The customer is an American company that offers a smartphone-based solution for small and mid-size truck fleets. The solution was designed to help meet federal electronic logging device requirements while minimizing the financial impact of traffic offenses. Commercial truck carriers and drivers are bound by the constraints of the Hours of Service (HOS) rules from the Federal Motor Carrier Safety Administration (FMCSA). If a truck driver fails to follow HOS regulations, it can potentially lead to a trucking accident. The major feature of the customer’s product is an automatic tracking and reporting tool and for logging the driver’s service hours.

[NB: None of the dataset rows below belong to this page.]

PR #3580, opened 2017-05-25
Do not change extensions' enabled state

thc202:
Change OptionsExtensionPanel and OptionsExtensionTableModel to not
change the enabled state of the loaded extensions, the extensions'
enabled state should be changed only by bootstrap classes (during ZAP
initialisation or installation of an add-on).
Change Extension to document the methods isEnabled and setEnabled.


kingthorin:
So this shouldn't be user controlable?  Should the checkbox control in the options panel be disabled so that users don't think they can change it?

thc202:
It is, the user can still change the state, but it's not directly changing the state of the extensions themselves (i.e. the instances).

kingthorin:
Oh ok, gotcha

PR #3582, opened 2017-05-26
Extract table export action to a top level class

thc202:
Extract the action from TableExportButton so that it can be reused in
other UI components (e.g. pop up menus).


thc202:
Yeah, that's possible already, one could use the methods `JButton.setIcon`/`setText` if the defaults are not OK. I'll add some constructors to allow to specify the text/icon (avoids creating/getting the default icon/text unnecessarily).

thc202:
Constructors added.

Issue #3593, opened 2017-05-30
ZAP active scanner in daemon mode skips all scripts


ani2796:
I'm currently running ZAP in daemon mode by building it in IntelliJ. However, whenever I make calls to the ZAP API for the active scanner, it gives me the following errors:

121531 [ZAP-ProxyThread-51] INFO org.parosproxy.paros.core.scanner.Scanner  - scanner started
121604 [Thread-7] INFO org.parosproxy.paros.core.scanner.HostProcess  - Scanning 62 node(s) from http://localhost:8080
121615 [Thread-7] INFO org.parosproxy.paros.core.scanner.HostProcess  - start host http://localhost:8080 | ScriptsActiveScanner strength MEDIUM threshold MEDIUM
121637 [Thread-7] INFO org.parosproxy.paros.core.scanner.HostProcess  - skipped plugin [no scripts enabled] http://localhost:8080 | ScriptsActiveScanner in 0.022s with 0 message(s) sent
121637 [Thread-7] INFO org.parosproxy.paros.core.scanner.HostProcess  - completed host http://localhost:8080 in 0.057s
121637 [Thread-6] INFO org.parosproxy.paros.core.scanner.Scanner  - scanner completed in 0.106s

The spider, however, is working just fine. I need to run the spider before I get the active scanner to even start. Otherwise the active scanner tells me that the URL scan tree is not found.

psiinon:
The Active Scanner can only act on urls that it knows about. If you just run it without exploring your site then there will be no urls and therefore it will exit.
You either need to run one of the spiders or explore you site in another way, eg by proxying regression tests or manual requests.

ani2796:
Thanks for the prompt reply! But the active scanner didn't work even after I had run the spider. That was the trace I had copied in my original post.

Also, is there a possible way to start ZAProxy server using java code without using system commands?

thc202:
When built from source ZAP does not include any add-ons by default, you either need to install the "Active scanner rules" add-ons (e.g. [1]) or build/copy the add-ons to src/plugin directory (and build ZAP again).

It's possible to do that as long ZAP jar and its dependencies are on the classpath (you can call ZAP main method, which starts ZAP), although it's probably better to use a JVM just for ZAP independently of your program.

[1] https://github.com/zaproxy/zap-core-help/wiki/HelpCmdline

ani2796:
[...]

PR #3595, opened 2017-05-30
Print args and error msg when failed to parse args

thc202:
Change ZAP class to print the arguments and the exception's message when
failed to parse the arguments.
Change CommandLine to accept null arguments, remove print statements
(already done by ZAP class, when printing the exception's message) and
add a message to an exception thrown.
Add tests to CommandLineUnitTest to assert expected behaviour.

Per comments in #3593.

### DIFF
--- a/src/org/zaproxy/zap/ZAP.java
+++ b/src/org/zaproxy/zap/ZAP.java
@@ -21,6 +21,7 @@ package org.zaproxy.zap;
 
 import java.io.File;
 import java.io.IOException;
+import java.util.Arrays;
 import java.util.Enumeration;
 import java.util.Locale;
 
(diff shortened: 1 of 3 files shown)


src/org/zaproxy/zap/ZAP.java
```diff
@@ -87,7 +88,9 @@ public static void main(String[] args) throws Exception {
         } catch (final Exception e) {
         	// Cant use the CommandLine help here as the 
         	// i18n messages wont have been loaded
-            System.out.println("Failed due to invalid parameters. Use '-h' for more details.");
+            System.out.println("Failed due to invalid parameters: " + Arrays.toString(args));
+            e.printStackTrace();
```
psiinon: Does the printStackTrace() actually provide anything useful? I cant see how it will help users (or us) and I think it might end up just looking really messy. Stack traces are for working out where an error is, this is just the user supplying an invalid cmdline option..

thc202: Probably not given that Exception is being thrown for parsing errors. I'll change that to just print the exception message.

thc202: Pull request updated.

PR #3606, opened 2017-06-01
Add more constructors to custom pop up menus

thc202:
Change ExtensionPopupMenuItem and ExtensionPopupMenuItemMessageContainer
to expose more constructors (e.g. easier to customise the pop up menus
when used from scripts).


src/org/parosproxy/paros/extension/ExtensionPopupMenuItem.java
```diff
@@ -54,12 +57,43 @@
 	private boolean precedeWithSeparator = false;
 	private boolean succeedWithSeparator = false;
 
+    /**
+     * Constructs a {@code ExtensionPopupMenuItem} with no text nor icon.
```
kingthorin: It's a minor detail but these should all be "an" since when rendered the next word will start with an E (vowel).

thc202: Right, fixed. Thank you.

Issue #3555, opened 2017-05-18
Changing Session Name, doesn't Update the Window Name


egerod:
When updating the session name after opening the Session Properties view through a context, the window name is not updated to reflect the new session name.

Steps to reproduce: Open ZAP, double click default context to open Session Properties, navigate to general tab, change the session name, click ok.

The customer asked us to develop the fleet management portal with real-time equipment tracking, which required both front and back end development, along with Android and iOS apps. Since the customer’s product was not the only solution available within the market, we needed the solution to stand out amongst competitors. After one year of collaboration, our team developed a system that can predict the probability of different types of HOS violations for a driver within a 24 hour timeframe.
We needed to develop from scratch a prototype within extremely tight deadlines. In as little as two months, our designers had to prove that the task could be solved using a machine learning approach.

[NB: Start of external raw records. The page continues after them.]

PR #3622, opened 2017-06-06
Ensure Session Not null When Setting Window Title

kingthorin:
See
https://github.com/zaproxy/zaproxy/pull/3607#pullrequestreview-42257730

### DIFF
--- a/src/org/parosproxy/paros/view/MainFrame.java
+++ b/src/org/parosproxy/paros/view/MainFrame.java
@@ -658,10 +658,12 @@ public class MainFrame extends AbstractFrame {
 	 */
 	public void setTitle(Session session) {
 		StringBuilder strBuilder = new StringBuilder();
-		strBuilder.append(session.getSessionName()).append(" - ");
-		if (!session.isNewState()) {
-			File file = new File(session.getFileName());
-			strBuilder.append(file.getName().replaceAll(".session\\z", "")).append(" - ");
+		if (session != null) {
+			strBuilder.append(session.getSessionName()).append(" - ");
+			if (!session.isNewState()) {
+				File file = new File(session.getFileName());
+				strBuilder.append(file.getName().replaceAll(".session\\z", "")).append(" - ");
+			}
 		}
 		strBuilder.append(Constant.PROGRAM_NAME).append(' ').append(Constant.PROGRAM_VERSION);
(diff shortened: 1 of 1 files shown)


src/org/parosproxy/paros/view/MainFrame.java
```diff
@@ -658,7 +658,8 @@ public void setShowTabNames(boolean showTabNames) {
 	 */
 	public void setTitle(Session session) {
 		StringBuilder strBuilder = new StringBuilder();
-		strBuilder.append(session.getSessionName()).append(" - ");
+		String sessionName = session == null ? "" : session.getSessionName();
+		strBuilder.append(sessionName).append(" - ");
 		if (!session.isNewState()) {
```
thc202: It also requires the null check here (could have an if wrapping all "session statements").

kingthorin: I should trust myself more. I did it this way, then I tweaked it to account for null on this too. Then I read the doc on isNewState and thought 'otherwise false' likely already handles null session and undid my revised change...

Will update this PR when I get into the office....On my way now.

thc202: OK.

kingthorin:
I had to push this blindly, I'm unable to run things this morning for some reason (environmental I'm sure). Logically I think it's fine, but know that I haven't been able to run it.

src/org/parosproxy/paros/view/MainFrame.java
```diff
@@ -658,10 +658,13 @@ public void setShowTabNames(boolean showTabNames) {
 	 */
 	public void setTitle(Session session) {
 		StringBuilder strBuilder = new StringBuilder();
-		strBuilder.append(session.getSessionName()).append(" - ");
-		if (!session.isNewState()) {
-			File file = new File(session.getFileName());
-			strBuilder.append(file.getName().replaceAll(".session\\z", "")).append(" - ");
+		System.out.println("fail");
```
thc202: Other than this, looks good to me :)

kingthorin: My morning just keeps getting better and better.....

kingthorin:
There we go 👍

thc202:
Thank you!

About 190 GB of drivers’ work history data was collected during the product’s functioning. The data included hours logged, location updates and more, which made it a crucial element for developing machine learning (ML) algorithms. ML is a branch of artificial intelligence based on the idea that systems can learn from data, identify patterns and make predictions. With this in mind, we provided a solution comprised of three independent data processing layers. The first one is the data access module, which processes raw data from MySQL and DynamoDB to get consolidated data samples. The output of this component is provided as an input for the feature engineering layer that reduces the amount of valuable data up to 5 MB in turn. Then, the core layer separates extracted features into two data sets for training the ML model and its validation.
During implementation, the development team faced two main challenges that were successfully overcome. It was not possible to extract any data for training ML model on the fly since the data was stored separately inside several databases, in MySQL and in DynamoDB in particular. Furthermore, there are four types of HOS violations and there is no common solution for such types of prediction problems.

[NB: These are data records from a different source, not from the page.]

PR #3632, opened 2017-06-07
Do not close session when changing its properties

thc202:
Change how the changes to the session's properties (e.g. name,
description) are persisted/notified to other classes, now it just
persist those properties and notifies accordingly instead of saving
(closing and re-opening) the session, which stopped all the active
actions (e.g. scans) without warning.

### DIFF
--- a/src/org/parosproxy/paros/view/SessionGeneralPanel.java
+++ b/src/org/parosproxy/paros/view/SessionGeneralPanel.java
@@ -27,6 +27,7 @@
 // ZAP: 2015/02/10 Issue 1528: Support user defined font size
 // ZAP: 2017/01/09 Remove method no longer needed.
 // ZAP: 2017/06/01 Issue 3555: setTitle() functionality moved in order to ensure consistent application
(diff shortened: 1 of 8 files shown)


src/org/parosproxy/paros/view/SessionGeneralPanel.java
```diff
@@ -49,6 +51,8 @@
 public class SessionGeneralPanel extends AbstractParamPanel {
 
 	private static final long serialVersionUID = -8337361808959321380L;
+	
+	private static final Logger logger = Logger.getLogger(SessionGeneralPanel.class);
```
kingthorin: CONSTant?

kingthorin: CONSTant?

thc202: Probably, I'll change that.

thc202: Changed.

The system is able to predict cases of HOS violations with an accuracy level of roughly 80%. The prototype makes possible to do one full data processing iteration within one day. Different ML models are suitable for various HOS violation types, thus ensuring the highest accuracy. The team proved that the obtained result can be improved by analyzing more data points, adjusting chosen ML models and making statistical analysis to get more critical HOS violation factors.
- Builds graphics for statistical analysis
- MySQL and DDB compilation into JSON
- Processes data to generate features
- Finds optimal parameters for ML models
- Execution time reduction
- Amazon DynamoDB
- SVM, Random Forest, Gradient Boosting, etc.